Supplied records
......

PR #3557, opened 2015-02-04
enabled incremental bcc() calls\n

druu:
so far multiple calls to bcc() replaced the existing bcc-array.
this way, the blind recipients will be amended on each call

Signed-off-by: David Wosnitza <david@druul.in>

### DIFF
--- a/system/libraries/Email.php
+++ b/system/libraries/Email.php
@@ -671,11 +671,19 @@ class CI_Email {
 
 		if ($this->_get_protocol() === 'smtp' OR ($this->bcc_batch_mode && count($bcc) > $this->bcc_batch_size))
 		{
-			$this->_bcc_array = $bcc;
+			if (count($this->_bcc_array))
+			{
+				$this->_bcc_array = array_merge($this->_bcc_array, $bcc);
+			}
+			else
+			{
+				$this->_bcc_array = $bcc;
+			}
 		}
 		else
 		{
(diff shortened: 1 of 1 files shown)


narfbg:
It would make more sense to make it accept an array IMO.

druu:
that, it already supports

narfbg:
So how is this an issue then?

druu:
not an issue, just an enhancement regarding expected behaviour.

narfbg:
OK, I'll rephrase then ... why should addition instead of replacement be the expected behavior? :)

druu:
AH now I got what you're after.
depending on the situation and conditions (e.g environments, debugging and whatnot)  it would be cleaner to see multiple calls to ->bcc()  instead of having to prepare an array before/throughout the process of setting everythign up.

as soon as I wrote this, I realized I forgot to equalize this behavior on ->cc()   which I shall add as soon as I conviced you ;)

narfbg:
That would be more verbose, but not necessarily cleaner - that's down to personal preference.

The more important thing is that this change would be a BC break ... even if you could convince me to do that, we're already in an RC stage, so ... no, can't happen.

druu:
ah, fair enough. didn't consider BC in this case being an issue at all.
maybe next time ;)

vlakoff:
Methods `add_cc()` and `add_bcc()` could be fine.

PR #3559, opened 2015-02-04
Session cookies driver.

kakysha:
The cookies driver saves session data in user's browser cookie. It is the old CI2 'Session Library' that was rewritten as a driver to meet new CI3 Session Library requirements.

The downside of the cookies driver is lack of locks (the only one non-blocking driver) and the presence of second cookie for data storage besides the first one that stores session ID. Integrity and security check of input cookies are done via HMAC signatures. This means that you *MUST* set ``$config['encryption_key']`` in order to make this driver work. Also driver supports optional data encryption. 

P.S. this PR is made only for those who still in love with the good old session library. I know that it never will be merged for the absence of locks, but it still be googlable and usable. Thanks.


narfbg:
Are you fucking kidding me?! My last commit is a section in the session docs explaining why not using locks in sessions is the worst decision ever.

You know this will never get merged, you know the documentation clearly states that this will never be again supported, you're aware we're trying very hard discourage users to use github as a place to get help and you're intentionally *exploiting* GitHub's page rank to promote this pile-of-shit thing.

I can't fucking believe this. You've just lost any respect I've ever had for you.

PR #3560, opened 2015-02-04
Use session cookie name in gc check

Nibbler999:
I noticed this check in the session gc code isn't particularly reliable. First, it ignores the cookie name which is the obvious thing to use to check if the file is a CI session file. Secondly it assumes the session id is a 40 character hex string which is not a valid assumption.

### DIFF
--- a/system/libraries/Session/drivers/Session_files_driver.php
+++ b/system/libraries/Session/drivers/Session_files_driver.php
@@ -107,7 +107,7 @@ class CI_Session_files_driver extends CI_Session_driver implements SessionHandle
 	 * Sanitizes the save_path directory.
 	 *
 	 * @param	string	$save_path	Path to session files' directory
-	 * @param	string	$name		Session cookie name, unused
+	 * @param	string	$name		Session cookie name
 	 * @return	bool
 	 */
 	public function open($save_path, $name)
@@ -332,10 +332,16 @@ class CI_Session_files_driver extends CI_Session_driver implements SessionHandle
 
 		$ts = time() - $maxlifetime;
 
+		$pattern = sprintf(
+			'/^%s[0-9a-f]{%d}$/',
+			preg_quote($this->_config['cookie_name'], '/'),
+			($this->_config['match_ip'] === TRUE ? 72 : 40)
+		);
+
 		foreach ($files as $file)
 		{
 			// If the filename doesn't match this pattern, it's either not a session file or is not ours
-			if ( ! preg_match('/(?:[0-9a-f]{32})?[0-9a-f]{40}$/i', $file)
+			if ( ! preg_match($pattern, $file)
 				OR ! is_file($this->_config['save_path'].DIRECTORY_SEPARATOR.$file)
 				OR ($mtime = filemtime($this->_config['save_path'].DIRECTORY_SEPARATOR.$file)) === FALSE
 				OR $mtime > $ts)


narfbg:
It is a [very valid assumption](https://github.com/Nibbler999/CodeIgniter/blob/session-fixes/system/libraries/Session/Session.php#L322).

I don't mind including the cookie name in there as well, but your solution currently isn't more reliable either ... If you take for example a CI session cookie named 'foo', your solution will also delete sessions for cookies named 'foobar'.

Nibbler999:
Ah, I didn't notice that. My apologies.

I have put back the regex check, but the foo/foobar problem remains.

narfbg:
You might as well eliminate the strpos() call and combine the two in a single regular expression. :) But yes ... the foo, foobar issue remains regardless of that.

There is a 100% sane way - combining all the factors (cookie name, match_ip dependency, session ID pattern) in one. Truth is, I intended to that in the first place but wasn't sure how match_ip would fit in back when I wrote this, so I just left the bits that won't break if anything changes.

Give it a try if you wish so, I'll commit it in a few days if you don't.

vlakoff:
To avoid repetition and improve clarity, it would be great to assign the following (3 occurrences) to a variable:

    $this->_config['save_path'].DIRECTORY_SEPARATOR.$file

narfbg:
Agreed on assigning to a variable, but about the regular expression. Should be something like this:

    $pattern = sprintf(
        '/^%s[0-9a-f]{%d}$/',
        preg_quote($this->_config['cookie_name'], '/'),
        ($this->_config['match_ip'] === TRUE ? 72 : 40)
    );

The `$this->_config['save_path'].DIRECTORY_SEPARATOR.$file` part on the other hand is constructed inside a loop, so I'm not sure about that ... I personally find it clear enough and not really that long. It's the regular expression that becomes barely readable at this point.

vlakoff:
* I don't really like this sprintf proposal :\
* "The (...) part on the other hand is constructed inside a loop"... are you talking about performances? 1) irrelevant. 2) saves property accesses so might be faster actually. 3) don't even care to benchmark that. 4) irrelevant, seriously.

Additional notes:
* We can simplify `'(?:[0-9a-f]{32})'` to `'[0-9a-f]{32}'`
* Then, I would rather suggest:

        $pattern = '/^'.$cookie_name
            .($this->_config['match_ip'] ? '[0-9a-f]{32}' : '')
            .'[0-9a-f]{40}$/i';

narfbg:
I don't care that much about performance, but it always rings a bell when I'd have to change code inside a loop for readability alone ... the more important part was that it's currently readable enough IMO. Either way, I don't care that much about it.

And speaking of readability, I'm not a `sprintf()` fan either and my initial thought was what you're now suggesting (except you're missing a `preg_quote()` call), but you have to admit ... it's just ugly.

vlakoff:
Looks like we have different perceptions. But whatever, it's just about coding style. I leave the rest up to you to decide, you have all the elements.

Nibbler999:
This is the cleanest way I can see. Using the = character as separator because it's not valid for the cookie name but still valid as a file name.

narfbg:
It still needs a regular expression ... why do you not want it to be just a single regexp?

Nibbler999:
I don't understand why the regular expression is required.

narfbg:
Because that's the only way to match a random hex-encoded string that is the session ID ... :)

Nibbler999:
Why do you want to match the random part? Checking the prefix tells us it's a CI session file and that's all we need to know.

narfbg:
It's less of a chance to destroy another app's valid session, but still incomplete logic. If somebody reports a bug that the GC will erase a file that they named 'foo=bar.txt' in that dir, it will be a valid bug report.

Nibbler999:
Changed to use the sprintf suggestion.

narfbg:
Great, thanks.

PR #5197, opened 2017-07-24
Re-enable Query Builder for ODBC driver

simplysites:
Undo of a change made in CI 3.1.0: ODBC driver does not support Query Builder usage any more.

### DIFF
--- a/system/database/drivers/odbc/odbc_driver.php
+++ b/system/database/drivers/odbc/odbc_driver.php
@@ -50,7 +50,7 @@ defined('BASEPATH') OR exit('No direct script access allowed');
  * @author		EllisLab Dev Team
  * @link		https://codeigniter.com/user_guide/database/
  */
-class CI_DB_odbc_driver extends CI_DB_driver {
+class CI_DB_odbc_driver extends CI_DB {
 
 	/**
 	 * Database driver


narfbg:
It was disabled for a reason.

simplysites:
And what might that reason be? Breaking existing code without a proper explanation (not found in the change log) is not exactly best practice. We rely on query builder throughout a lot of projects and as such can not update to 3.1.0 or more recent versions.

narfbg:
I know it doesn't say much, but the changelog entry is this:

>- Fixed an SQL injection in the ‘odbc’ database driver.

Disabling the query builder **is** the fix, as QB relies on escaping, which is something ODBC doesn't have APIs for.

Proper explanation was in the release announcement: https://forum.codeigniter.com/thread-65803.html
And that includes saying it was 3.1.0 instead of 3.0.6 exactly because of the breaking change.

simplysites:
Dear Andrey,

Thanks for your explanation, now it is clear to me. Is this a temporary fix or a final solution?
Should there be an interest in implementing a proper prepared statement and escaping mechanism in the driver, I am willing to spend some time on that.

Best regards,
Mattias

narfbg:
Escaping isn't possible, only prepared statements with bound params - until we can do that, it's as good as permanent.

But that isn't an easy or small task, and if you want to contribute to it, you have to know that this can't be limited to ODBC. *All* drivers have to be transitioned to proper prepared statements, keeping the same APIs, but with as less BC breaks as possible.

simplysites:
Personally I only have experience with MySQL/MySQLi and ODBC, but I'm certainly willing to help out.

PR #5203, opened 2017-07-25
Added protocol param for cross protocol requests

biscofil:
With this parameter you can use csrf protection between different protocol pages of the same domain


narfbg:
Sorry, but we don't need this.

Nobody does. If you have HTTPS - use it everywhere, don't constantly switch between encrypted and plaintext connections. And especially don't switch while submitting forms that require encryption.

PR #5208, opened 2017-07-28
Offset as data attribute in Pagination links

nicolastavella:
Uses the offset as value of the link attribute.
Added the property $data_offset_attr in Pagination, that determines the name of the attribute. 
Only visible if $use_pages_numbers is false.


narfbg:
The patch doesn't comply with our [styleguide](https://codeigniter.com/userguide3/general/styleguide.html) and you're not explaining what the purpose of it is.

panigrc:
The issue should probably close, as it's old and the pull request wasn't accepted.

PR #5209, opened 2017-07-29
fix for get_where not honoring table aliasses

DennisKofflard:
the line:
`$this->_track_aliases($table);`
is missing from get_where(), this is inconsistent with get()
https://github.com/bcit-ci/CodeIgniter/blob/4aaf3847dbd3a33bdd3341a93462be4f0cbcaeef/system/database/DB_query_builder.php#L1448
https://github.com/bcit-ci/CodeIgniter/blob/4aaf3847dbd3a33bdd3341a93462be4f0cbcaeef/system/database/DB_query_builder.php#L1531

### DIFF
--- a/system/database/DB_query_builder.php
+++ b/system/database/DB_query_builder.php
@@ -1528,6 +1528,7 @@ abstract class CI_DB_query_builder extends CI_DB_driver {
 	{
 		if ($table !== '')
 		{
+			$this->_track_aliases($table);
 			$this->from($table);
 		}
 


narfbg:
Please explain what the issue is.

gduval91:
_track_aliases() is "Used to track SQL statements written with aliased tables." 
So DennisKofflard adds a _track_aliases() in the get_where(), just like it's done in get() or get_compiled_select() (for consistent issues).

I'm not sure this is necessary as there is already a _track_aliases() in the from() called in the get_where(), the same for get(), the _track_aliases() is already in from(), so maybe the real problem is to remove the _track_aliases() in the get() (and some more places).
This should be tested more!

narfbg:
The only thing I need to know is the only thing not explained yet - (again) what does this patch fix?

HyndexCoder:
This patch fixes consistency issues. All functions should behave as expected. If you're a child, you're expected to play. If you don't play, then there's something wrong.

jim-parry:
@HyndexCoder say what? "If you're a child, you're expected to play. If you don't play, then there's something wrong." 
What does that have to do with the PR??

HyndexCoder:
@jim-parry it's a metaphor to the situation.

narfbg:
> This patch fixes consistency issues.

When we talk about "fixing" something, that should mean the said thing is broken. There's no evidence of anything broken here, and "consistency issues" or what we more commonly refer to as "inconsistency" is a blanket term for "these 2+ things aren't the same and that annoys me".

......

Task instructions
Take from the listing above each line in which the string "didn" is found.

The completed task
ah, fair enough. didn't consider BC in this case being an issue at all.
Ah, I didn't notice that. My apologies.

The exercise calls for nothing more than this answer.